该解决方案不是很通用,但是只要您只有结构类型作为复杂列,就可以使用。该代码可以处理struct
下的可变列数,而不仅仅是两个。
val structCastExpression = df1.schema
.filter(_.dataType.isInstanceOf[StructType])
.map(c=> (c.name, c.dataType.asInstanceOf[StructType].map(_.name)))
.map{ case (col, sub) => s"""cast(${col} as struct${sub.map{ c => s"$c:string" }.mkString("<" , "," , ">")} ) as $col"""}
//List(cast(s1 as struct<x:string,y:string> ) as s1,
// cast(s2 as struct<u:string,v:string> ) as s2)
val otherColumns = df1.schema
.filterNot(_.dataType.isInstanceOf[StructType])
.map( c=> s""" cast(${c.name} as string) as ${c.name} """)
//List(" cast(id as string) as id ", " cast(d as string) as d ")
//original columns
val originalColumns = df1.columns
// Union both the expressions into one big expression
val finalExpression = otherColumns.union(structCastExpression)
// List(" cast(id as string) as id ",
// " cast(d as string) as d ",
// cast(s1 as struct<x:string,y:string> ) as s1,
// cast(s2 as struct<u:string,v:string> ) as s2 )

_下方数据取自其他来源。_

PR #1494, opened 2023-12-27
Added xtensa architecture to cfg for atomic_shim

gpgreen:
I am building an ereader project based on an xtensa board. I would like to use sled as a db, but it doesn't compile with the stable version 0.34.7.

xtensa architecture doesn't have 64bit atomics, so adjusted config to bring the shim versions of those types

### DIFF
--- a/src/atomic_shim.rs
+++ b/src/atomic_shim.rs
@@ -3,10 +3,16 @@
 #[cfg(not(any(
     target_arch = "mips",
     target_arch = "powerpc",
+    target_arch = "xtensa",
     feature = "mutex"
 )))]
 pub use std::sync::atomic::{AtomicI64, AtomicU64};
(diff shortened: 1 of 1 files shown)


black-puppydog:
@gpgreen it's been exactly one year but if you do remember: was tis patch the only thing you needed? I just tried compiling with it and it still came up with "type Atomic* does not exist" kind of errors.

gpgreen:
I haven't worked on the project for a while, and it's a complicated project, with no deadlines. I don't think I'll be able to answer quickly right now. xtensa was a very active project so it's quite possible there is another path to getting sled to work now. If you don't want to dig into it, just close, and I'll try again later when I get back to it.

black-puppydog:
@gpgreen no don't worry, I'm not a maintainer, just someone also trying to compile sled into an esp32 project at the moment. 😆

gpgreen:
@black-puppydog You had the "mutex" feature turned on?

PR #1516, opened 2025-01-22
Fix indentation in markdown list

TannerRogalsky:
We missed a newline in this list which cases the markdown list to be rendered incorrectly. Thanks for this project!


spacejam (approved):
Thanks :)

PR #1537, opened 2026-03-26
Fix stale snapshot removal log message

cuiweixie:
## Summary

Corrects the warning when pruning a stale snapshot file: the message previously printed the same snapshot id twice because both placeholders used `{id}`. It now reports the removed stale snapshot (`snap_id`) and the superseding snapshot (`id`).

## Context

Small correctness fix for log output in `enumerate_logs_and_snapshot` (metadata store).


spacejam (approved):
Thank you!

PR #2, opened 2016-07-15
Add provisioning scripts to repo.

rtnpro:
This migrates provisioning scripts from https://github.com/rtnpro/centos-cccp-ansible to this repo.


bamachrn:
This code base is not the latest code from centos-cccp-ansible repo so many thing are missing. We should pull the latest changes before pushing to this repo

PR #3, opened 2016-07-18
Changes for notification redirection to notification tube

bamachrn:


bamachrn:
Need to re-open the PR after https://github.com/CentOS/container-pipeline-service/pull/4 is merged as few variables changed in both PR. This will create merge conflict in either of these two.

PR #4, opened 2016-07-18
Allinone setup

rtnpro:
Usage:

```
ALLINONE=1 vagrant up
```

### DIFF
--- a/Vagrantfile
+++ b/Vagrantfile
@@ -13,11 +13,15 @@ Vagrant.configure(VAGRANTFILE_API_VERSION) do |config|
   config.vm.provision :hostmanager
   config.hostmanager.manage_host = true
   config.hostmanager.include_offline = true
-  config.ssh.insert_key = true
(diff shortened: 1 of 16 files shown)


bamachrn:
There is some problem with rsync_ssh_opts parameter. It not included in quotes (may be typo/intentional). When it is kept in quotes it is throwing error of variable undefined.

container-pipeline-service/provisions/roles/jenkins/slave/tasks/setup_worker.yml

rtnpro:
On Tue, Jul 19, 2016 at 1:37 PM, Bamacharan Kundu
<notifications@github.com> wrote:
>
> There is some problem with rsync_ssh_opts parameter. It not included in quotes (may be typo/intentional). When it is kept in quotes it is throwing error of variable undefined.
>
>
I fixed that issue. Can you check now?

bamachrn:
This looks good now +1 for merging

PR #5, opened 2016-07-19
Added new service scripts for worker.

rtnpro:
This adds new service scripts for beanstalk workers:

- dispatcher worker
- delivery worker


bamachrn:
looks good for automating start of worker services. we need to add restart logic later on this.

rtnpro:
It's not for the restart logic, but to add the service files to consume in the allinone vagrant box setup.

PR #6, opened 2016-07-20
read the duffy key from the workspace on the slave instead of checking it in directly

bstinsonmhk:
The CentOS CI Service provides the duffy key in ~/duffy.key, we should read that in directly instead of checking it in to version control.

This PR will need a JJB run to update the jobs.


kbsingh:
@rtnpro comments?

rtnpro:
:+1:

// Use `selectExpr` to pass the expression
df1.selectExpr(finalExpression : _*)
.select(originalColumns.head, originalColumns.tail: _*)
.printSchema
//root
// |-- id: string (nullable = true)
// |-- s1: struct (nullable = true)
// | |-- x: string (nullable = true)
// | |-- y: string (nullable = true)
// |-- d: string (nullable = true)
// |-- s2: struct (nullable = true)
// | |-- u: string (nullable = true)
// | |-- v: string (nullable = true)
答案 1 :(得分:0)
您可以按以下方式使用udf
和custom case class
case class s2(u:String,v:String)
def changeToStr(row:Row):s2={
return s2(row.get(0).toString(),row.get(1).toString())
}
val changeToStrUDF=udf(changeToStr _)
val df2=df1.select(df1.col("id").cast(StringType),df1.col("s1"),df1.col("d").cast(StringType),changeToStrUDF(df1.col("s2")).alias("s2"))
答案 2 :(得分:0)
经过几天的调查,我找到了解决问题的最佳方案:
val newSchema = StructType(
Seq(
StructField("id", StringType, true),
StructField("s1", StructType(
Seq(
StructField("x", StringType, true),
StructField("y", StringType, true)
)
), true),
StructField("d", StringType, true),
StructField("s2", StructType(
Seq(
StructField("u", StringType, true),
StructField("v", StringType, true)
)
), true)
)
)
val expressions = newSchema.map(
field => s"CAST ( ${field.name} As ${field.dataType.sql}) ${field.name}"
)
val result = df1.selectExpr(expressions : _*)
result.show()
+---+------+---+------+
| id| s1| d| s2|
+---+------+---+------+
| 1|[a, b]|8.0|[1, 2]|
| 2|[c, d]|9.0|[3, 4]|
+---+------+---+------+
我希望它能对某人有所帮助,我花了很多时间试图找到这种通用解决方案(因为我正在使用大型数据框和需要转换的许多列,所以我需要它。)